AIM OF THE EXERCISE -> Produce the same data once more, line for line.

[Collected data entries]
***

PR #933, opened 2019-02-02
Upgrade to ruby 2.5 and rubocop 0.63

ccouzens:
https://github.com/exercism/ruby/issues/930

I'd prefer to only upgrade ruby, but doing so breaks rubocop.
Upgrading rubocop on its own also isn't an option as it requires newer versions of ruby.

`./bin/compile --all`'s output doesn't change and the tests are passing.

Rubocop needed quite substantial changes. I'd be interested how the original .rubocop.yml was generated so that I can make my rubocop change less drastic.

### DIFF
--- a/.rubocop.yml
+++ b/.rubocop.yml
@@ -1,7 +1,487 @@
 AllCops:
   TargetRubyVersion: 2.3
 
+# Supports --auto-correct
+Layout/AccessModifierIndentation:
+  Description: Check indentation of private/protected visibility modifiers.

***

SOLUTION ->
PR #933, opened 2019-02-02
Upgrade to ruby 2.5 and rubocop 0.63

ccouzens:
https://github.com/exercism/ruby/issues/930

I'd prefer to only upgrade ruby, but doing so breaks rubocop.
Upgrading rubocop on its own also isn't an option as it requires newer versions of ruby.

`./bin/compile --all`'s output doesn't change and the tests are passing.

Rubocop needed quite substantial changes. I'd be interested how the original .rubocop.yml was generated so that I can make my rubocop change less drastic.

### DIFF
--- a/.rubocop.yml
+++ b/.rubocop.yml
@@ -1,7 +1,487 @@
 AllCops:
   TargetRubyVersion: 2.3
 
+# Supports --auto-correct
+Layout/AccessModifierIndentation:
+  Description: Check indentation of private/protected visibility modifiers.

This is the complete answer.